Late in Fisher’s career he wrote that he had initially not realized that the real value in experimental design was to make inferences depend less on assumptions (rather than most efficient under given assumptions) and make those assumptions unlikely to be importantly wrong. For instance, the randomized experiment with permutation inference about the strict Null, as Stephen pointed out, even the devil can not mess up.

Thanks Deborah. I have some catch up reading to do on the blogs after I finish devouring the volume on statistics and philosophy of science. An unexpected treasure trove in early summer!

Ross: I’m grateful for your interest!

Deborah, A quote fom Fisher

“one has to consider the problem in an extreme form. Let the Devil choose the yields of the plots to his liking. . . If now I assign treatments to plots on any system which allows any two plots which may be treated alike an equal chance of being treated

differently. . . then it can be shown both that the experiment is unbiased by the Devil’s machinations, and that my test of significance is valid.”
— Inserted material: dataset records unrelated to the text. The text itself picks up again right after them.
PR #140, opened 2023-05-30
Only build intel specific parts on amd64, fixes #139

### LINKED ISSUE #139: intel-gmm and intel-media-driver should only be biult for amd64
The intel-gmm and intel-media-driver parts are only useful for amd64 and actually fails to build on arm{hf,64} arches.  We should only build these parts for amd64.

kenvandine:
This should fix build failures on armhf and arm64


sergio-costas (approved):
lgtm.

PR #143, opened 2023-06-01
Include the fonts configuration from a default desktop installation

seb128:
We need at least the URW fonts configuration for correct PDF rendering as reported against firefox on https://github.com/ubuntu/gnome-sdk/issues/49

After discussion we decided to include the configurations provided in a default Ubuntu desktop installation for 42. It's not ideal but should help with consistency with non snaps apps and be an improvement. Going forward we should work with fontconfig upstream on a solution which allows use to import the system configuration instead.

### DIFF
--- a/snapcraft.yaml
+++ b/snapcraft.yaml
@@ -228,8 +228,16 @@ parts:
       find . -type f,l -exec rm -f $CRAFT_PART_INSTALL/usr/lib/{} \;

Fisher, R. A., in Bennett, J. H. (ed.), Statistical lnjerence and Analysis: Selected Correspondence of R. A. Fisher (p269)

So what I am saying is let anybody build a model for FEV1 using an indefinitely rich set of predictors. Let these predictors be hidden but assigned to each patient. Let the outcome value also be assigned to each patient but let us then randomise the patients to treatment. If now, we analyse the outcome values, it is only their distribution that matters.not that of the hidden predictors.

See Senn SJ. Fisher’s game with the devil. Statistics in Medicine 1994; 13: 217-230.